As to the review, I cannot see any ground for criticism of the Reviewer's decision. It was within the discretion of the Reviewer to decide whether to refer the matter back to the Corporation, or to exercise the Reviewer's own powers of investigation and make a decision on the claim itself, rather than to give directions. 
Part of the review was not recorded, apparently because the microphone was switched off. While that was unfortunate it can only be regarded as an unintended mistake. The Reviewer would have had absolutely nothing to gain and any suggestion that it was deliberate does not deserve consideration. The appellant's written submissions also pointed to comments by the Reviewer that Mr Grove submitted to this Court showed bias or some form of incompetence. Such an argument is inflated and inappropriate. The Reviewer was fully entitled to make certain observations on aspects of the claim. I have looked at the passages mentioned in Mr Grove's submissions and find them unremarkable in the context of the overall decision. It is possible that there might be a viable argument that the Reviewer could have been wrong in his view of the effect of observations by the Court in Thomas (330/04). But Mr Grove went a step further and put that forward as demonstrating unfairness by the Reviewer, and a breach of the Reviewer's duty of independence. Mr Grove's submission is untenable. If an observation by a Reviewer is wrong, it can be put right on appeal. 

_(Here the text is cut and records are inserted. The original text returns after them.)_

Issue #1062, opened 2015-12-04
MongoDB Document toString with element is date object


manthanrtilva:
Hi,

When i run below code.

	Poco::MongoDB::Connection connection("localhost",27017);
	Poco::MongoDB::Database db("a");
	Poco::MongoDB::ResponseMessage response;
	Poco::SharedPtr<Poco::MongoDB::InsertRequest> insertPlayerRequest = db.createInsertRequest("b");
	Poco::Timestamp t;
	insertPlayerRequest->addNewDocument()
		.add("lastname", "Valdes")
		.add("firstname", "Victor")
		.add("time", t);
	connection.sendRequest(*insertPlayerRequest);
	
    Poco::SharedPtr<Poco::MongoDB::QueryRequest> queryPtr = db.createQueryRequest("b");
    queryPtr->setNumberToReturn(1);
    connection.sendRequest(*queryPtr, response);
    Poco::Dynamic::Var result;
    if ( response.hasDocuments() )
    {
    	std::cout<<response.documents()[0]->toString()<<std::endl;
    }

its printing output like below.

{"_id":56619736ce47c3e150903db6,"firstname":"Victor","lastname":"Valdes","time":2015-12-04T13:37:58.161000Z}

I think, as we using toString method time element should be surrounded by double quote.

Let me know if my understanding is wrong or there is any issue in library.

manthanrtilva:
You just need to update in Element.h file toString() method of  struct ElementTraits<Timestamp>.

Correct me if I am wrong? So I can continue with my development.

fbraem:
Correct. Just need some time to see if this change doesn't break anything.

aleks-f:
@fbraem you can use [Var::isDateTime()](https://github.com/pocoproject/poco/blob/develop/Foundation/include/Poco/Dynamic/Var.h#L505-L511),  those were introduced for [JSONRowFormatter](https://github.com/pocoproject/poco/blob/develop/Data/src/JSONRowFormatter.cpp#L144)

PR #1047, opened 2015-11-27
AppVeyor: full build with msbuild

zosrothko:
Hi

This PR changes the AppVeyor CI from cmake to msbuild with a complete testing matrix with the following dimensions:
configuration:    (release, debug)
link               :    (shared, static_md, static_mt)
builder         :     (VS2013, VS2015)

Ther is a lot a minor commits just for adjusting the appveyor.yml to the AppVeyor infrastructure as well as typos and beginner's errors (I never used PS before).

runtest2.cmd is commented out because it goes in loop and makes the job fails by timeout. This will be investigated later on.

buildwin.cmd has been adjusted by adding the VERBOSITY parameter and the LOGGER parameter for using the AppVeyor logging that displays the msbuild messages in the MESSAGE panel.

The full CI takes around 6 hours.

Any member of the GitHub/Kampbell organization has access to the AppVeyor jobs for checking the outcome.

PR #1068, opened 2015-12-08
MongoDB enhancements

### LINKED ISSUE #1051: MongoDB Tests on Mac don't fail gracefully
On Mac (Yosemite), with 1.6.1, I'm seeing the `MongoDBTest` throw an `InvalidArgumentException` when the `suite()` method creates the *second* `MongoDBTest` object. The first object attempts to connect to `localhost:27017` and fails, because I don't have a MongoDB running. This seems to leave the underlying `_mongo` `MongoDB::Connection` (specifically the socket I think) in a weird state, which - because it is global - causes the second constructor call to fail with the `InvalidArgumentException`. If `_mongo.disconnect()` is called upon failure, the socket seems to get itself into a nice state and the creation of the other objects fails gracefully, and all of the tests are skipped as expected (with one exception - see below). It seems very strange to me to have one global `MongoDB::Connection` object, which is modified by each of the constructors, only to then be used by the tests one at a time (but after the other test constructors have modified it). Surely the `MongoDBTest` object owning the connection and the `_connected` bool would make more sense?

For some reason this failure doesn't occur on Linux.

On a related note, the `ConnectionPool` test doesn't catch the `ConnectionRefusedException` (and doesn't skip itself if `_connected` is false), so that still fails the tests.

fbraem:
Fixes #1051 and #1062

### DIFF
--- a/MongoDB/include/Poco/MongoDB/Element.h
+++ b/MongoDB/include/Poco/MongoDB/Element.h
@@ -27,6 +27,7 @@
 #include "Poco/Nullable.h"
 #include "Poco/NumberFormatter.h"
 #include "Poco/DateTimeFormatter.h"
+#include "Poco/UTF8String.h"
 #include "Poco/MongoDB/MongoDB.h"
 #include "Poco/MongoDB/BSONReader.h"
 #include "Poco/MongoDB/BSONWriter.h"
@@ -79,7 +80,7 @@ inline std::string Element::name() const
 typedef std::list<Element::Ptr> ElementSet;
 
 
-template<typename T> 
+template<typename T>
 struct ElementTraits
 {
 };
@@ -109,51 +110,11 @@ struct ElementTraits<std::string>
 
 	static std::string toString(const std::string& value, int indent = 0)
 	{
-		std::ostringstream oss;
-
-		oss << '"';
-
-		for(std::string::const_iterator it = value.begin(); it != value.end(); ++it)
-		{
-			switch (*it)
-			{
-			case '"':
-				oss << "\\\"";
-				break;
-			case '\\':
-				oss << "\\\\";
-				break;
-			case '\b':
-				oss << "\\b";
-				break;
-			case '\f':
-				oss << "\\f";
-				break;
-			case '\n':
-				oss << "\\n";
-				break;
-			case '\r':
-				oss << "\\r";
-				break;
-			case '\t':
-				oss << "\\t";
-				break;
-			default:
-				{
-					if ( *it > 0 && *it <= 0x1F )
-					{
-						oss << "\\u" << std::hex << std::uppercase << std::setfill('0') << std::setw(4) << static_cast<int>(*it);
-					}
-					else
-					{
-						oss << *it;
-					}
-					break;
-				}
-			}
-		}
-		oss << '"';
-		return oss.str();
+		std::string result;
+		result.append(1, '"');
+		result.append(UTF8::escape(value));
+		result.append(1, '"');
+		return result;
 	}
 };
 
@@ -231,7 +192,11 @@ struct ElementTraits<Timestamp>
 
 	static std::string toString(const Timestamp& value, int indent = 0)
 	{
-		return DateTimeFormatter::format(value, "%Y-%m-%dT%H:%M:%s%z");
+		std::string result;
+		result.append(1, '"');
+		result.append(DateTimeFormatter::format(value, "%Y-%m-%dT%H:%M:%s%z"));
+		result.append(1, '"');
+		return result;
 	}
 };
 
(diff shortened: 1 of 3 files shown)


aleks-f:
@bufferoverflow there's AppVeyor cmake install error: 
```
cinst cmake
Installing the following packages:
cmake
By installing you accept licenses for the packages.
cmake not installed. An error occurred during installation:
 The remote server returned an error: (500) Internal Server Error.
The install of cmake was NOT successful.
cmake not installed. An error occurred during installation:
 The remote server returned an error: (500) Internal Server Error.
```

aleks-f:
@zosrothko : are you familiar with AppVeyor?

zosrothko:
No, but I am learning... as for Travis and PowerShell... I am working full time 5d/week on Poco since 2 months...

AppVeyor is working fine now for cmake... Can you have a look on hte Poco build #113,  running an updated version of appveyor.yml ...

aleks-f:
for #113 see with @fbraem. obviously failed tests are not something we want

zosrothko:
Sure but there is an issue with Poco/CMake/CTest configuration

In release mode, 2 of the 3 failing tests are the testProxy from NetSSL
: There were 2 errors: 
7:  1: class CppUnit::TestCaller<class HTTPSClientSessionTest>.testProxy
7:     "class Poco::Net::HTTPException: HTTP Exception"
7:     in "<unknown>", line -1
7:  2: class CppUnit::TestCaller<class HTTPSStreamFactoryTest>.testProxy
7:     "class Poco::Net::HTTPException: HTTP Exception"
7:     in "<unknown>", line -1

The point is that there is no way to exclude those 2 tests from the run. CTest can exclude only component, but not some tests from one component as on Travis.

The 3rd test failing in in Foundation
There was 1 failure: 
1:  1: class CppUnit::TestCaller<class TimedNotificationQueueTest>.testDequeue
1:     "ts1.elapsed() >= 0"
1:     in "C:\projects\poco-olq4c\Foundation\testsuite\src\TimedNotificationQueueTest.cpp", line 97

So I do not see a proper solution except surrounding the testProxy by a try/catch HTTPException displaying the what() when no proxy is avalable.

Note also that for now, none of the Data tests are run.. and also that the current appveyor.yml is not running any test at all... that's why appveyor is always green

aleks-f:
is #1047 adding tests to AppVeyor? In regards to proxy test failing, I don't think it is expected to fail

zosrothko:
NetSSL/testProxy is failing on my local win7 with VS2013 debug & release with the below exception
`testProxy: HTTP Exception: Cannot establish proxy connection: Forbidden`

It is also failing on travis and has been excluded from the travis. See travis/runtets.sh
`export CPPUNIT_IGNORE="\
  N7CppUnit10TestCallerI8PathTestEE.testExpand \
  N7CppUnit10TestCallerI13RawSocketTestEE.testEchoIPv4 \
  N7CppUnit10TestCallerI13RawSocketTestEE.testSendToReceiveFromIPv4 \
  N7CppUnit10TestCallerI14ICMPClientTestEE.testPing \
  N7CppUnit10TestCallerI22HTTPSClientSessionTestEE.testProxy \
  N7CppUnit10TestCallerI22HTTPSStreamFactoryTestEE.testProxy \
  N7CppUnit10TestCallerI19MulticastSocketTestEE.testMulticast \
  N7CppUnit10TestCallerI13NTPClientTestEE.testTimeSync"`

aleks-f:
try to run as administrator

zosrothko:
Same result
Z:\git\poco>build\script\runtests2.cmd NetSSL_OpenSSL Proxy


*** NetSSL_OpenSSL


testProxy: HTTP Exception: Cannot establish proxy connection: Forbidden

BTW, I have no idea if running with administrator UAC on AppVeyor is possible...but IMO, it would be better to fix this testProxy without admin UAC.

aleks-f:
I have never encountered problem with proxy. UAC was needed only for ping because it uses raw sockets.

zosrothko:
@obiltschnig @aleks-f Could you check those 2 testProxy from NetSSL_OpenSSL/testsuite and adapt them at your convenience so that they do not failed when no proxy are defined/activated/running?

`HTTPSClientSessionTest>.testProxy`
`HTTPSStreamFactoryTest>.testProxy`

zosrothko:
Foundation\testsuite\src\TimedNotificationQueueTest.cpp failure has been fixed, thus it remains only the 2 testProxy failures to fix for a complete successful round on AppVeyor for release mode.

aleks-f:
Ok, those are failing just for NetSSL, right?

zosrothko:
Yes only NetSSL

The appellant asks for interest on arrears of weekly compensation. That is not an unreasonable request, but interest on arrears is closely regulated by the Act. Under s 144, the Corporation is not obliged to pay interest unless it fails to make the required payment of arrears within one month of receiving all information necessary to enable the Corporation to calculate and make the payment. 
The obligation to pay interest depends on fact questions, mainly to identify what information was necessary and when the Corporation received that information. While the questions may appear simple, the answers have often raised difficult arguments. Payment of interest is certainly not a question that the Court can decide on the present application. First there needs to be a primary decision by the Corporation to pay or decline to pay interest in relation to all the arrears or different parts of the arrears. It is regrettable that the claimant has to wait for yet another decision before seeking an appeal remedy but that is dictated by the Act. 
The appeal is now dismissed because the Court has no jurisdiction to decide any of the questions raised by the appellant.